A New Imaging Frontier

We all know about MRIs, PET scans, and CT scans. These important diagnostic tools can provide images that tell us a lot about human biology, disease, and to an extent what’s happening in the human brain. But they can’t be used to study what specific kinds of neurons are doing, what roles these neurons play in various neurological conditions, or even which neurons are important for typical behaviors and where the cells are located. For that, scientists need technology that can focus in on individual neurons, and it would be best if scientists could focus on individual neurons throughout the brain while the animals are freely moving about. That kind of microscope doesn’t exist.

Smith and his colleagues – German scientist Benjamin Judkewitz, PhD, of Charité Berlin & Humboldt University, and Spain’s Ruben Portugues, PhD, at the Max Planck Institute of Neurobiology  – are taking on this challenge. They’re building a new kind of microscope with a wide enough field of view to image nearly the entire brain of a juvenile zebrafish while the fish is living its life. That is, the researchers hope to create real-time high-resolution visualizations of individual neurons firing throughout the brain of the transparent fish while it’s hunting for prey, swimming back and forth, darting here and there.

“That’s the high bar,” Smith said. “The low bar would be to track neuronal activity throughout most of the brain while the fish is stationary or moving slowly. Both are difficult challenges, but tracking the fish during fast motion will be quite a trick and will require the expertise of the entire team. That’s why this grant is a good fit for the HFSP, which funds high-risk, high-reward international and interdisciplinary projects that are, frankly, difficult to get funded otherwise.”

Smith’s lab at UNC is building the optics – the microscope they hope is capable of capturing images of individual neurons firing throughout the juvenile zebrafish’s brain while it navigates its world. One fish is four millimeters long. Therefore, it can live in a small dish, swim freely, and hunt for even tinier critters. Still, optics large enough for this sort of experiment have never been made before, which is why Smith’s lab is custom-designing the optics and having the parts custom-made. He is also creating a new kind of scanning engine to rapidly image the moving fish.

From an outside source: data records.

Issue #466, opened 2020-06-02
Courier messages polling the database


jonaslimads:
Hello,
great software you're doing here!

I've enabled Postgres logging and seen a new query in second:

```sql
SELECT courier_messages.body, courier_messages.created_at, courier_messages.id, courier_messages.recipient, courier_messages.status, courier_messages.subject, courier_messages.type, courier_messages.updated_at FROM courier_messages AS courier_messages WHERE status != $1 ORDER BY created_at ASC LIMIT 10
```
which happens because of the for in:
https://github.com/ory/kratos/blob/8050e33a2a4593307fa32feba6c448b850aed3fc/courier/courier.go#L126

While this works, it can lead to some problems in case the database gets a heavy load.
One solution is making it "reactive" via goroutine or something like that. 
I can give it a try coding a solution for this, at least to learn your code :)

Another question: is it possible to disable SMTP connection altogether?

Thank you!

aeneasr:
Thank you! We'll probably make this configurable in the future :) PRs welcomed

aeneasr:
I am closing this issue as it has not received any engagement from the community or maintainers in a long time. That does not imply that the issue has no merit. If you feel strongly about this issue

- open a PR referencing and resolving the issue;
- leave a comment on it and discuss ideas how you could contribute towards resolving it;
- open a new issue with updated details and a plan on resolving the issue.

We are cleaning up issues every now and then, primarily to keep the 4000+ issues in our backlog in check and to [prevent](https://www.jeffgeerling.com/blog/2020/saying-no-burnout-open-source-maintainer) [maintainer](https://www.jeffgeerling.com/blog/2016/why-i-close-prs-oss-project-maintainer-notes) [burnout](https://docs.brew.sh/Maintainers-Avoiding-Burnout). Burnout in open source maintainership is a [widespread](https://opensource.guide/best-practices/#its-okay-to-hit-pause) and serious issue. It can lead to severe personal and health issues as well as [enabling catastrophic](https://haacked.com/archive/2019/05/28/maintainer-burnout/) [attack vectors](https://www.gradiant.org/en/blog/open-source-maintainer-burnout-as-an-attack-surface/).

The other scientists are working on the fast-tracking system so that the microscope can capture high resolution images of individual neurons across the brain even while the fish moves quickly through three dimensions. Smith’s European colleagues will also conduct the actual experiments on the zebrafish.

A New Imaging Future

The grant is for three years. By the end, the scientists hope to have a new piece of technology that they and other scientists can use to gain insights into how vertebrates process visual information while moving to achieve a goal, such as hunting prey. Down the line, it’s conceivable that Smith and his colleagues could extend this kind of technology to other organisms and answer various questions about brain functions of other model animals, including other complex vertebrate organisms.

Smith, Spencer_w/microscope
Spencer Smith, PhD, works with an imaging system he developed to study individual neurons in stationary animal models. (Courtesy of the Smith Lab.)

This work builds upon Smith’s other projects – the creation of imaging systems that can image multiple brain areas of a mouse. The limitation of this innovation is that the mouse must be stationary. Therefore, there are a limited number of experiments related to visual processing that Smith and others can perform.

“Scientists have developed computer models of neural activity related to visual processing and motor activity,” Smith said. “But if we can’t measure neural activity during an animal’s natural behavior, then we can’t completely validate those models.”

He added, “This won’t happen soon, but we’re already thinking about optically monitoring individual neural activity throughout the brains of freely moving rodents without any instrumentation on their heads or tethers,” Smith said. “From a physics standpoint, there’s no reason why we couldn’t do that. If we can, then we could learn a lot about brain function related to behaviors and even neurological conditions. This zebrafish research is a big, complicated first step in that direction.”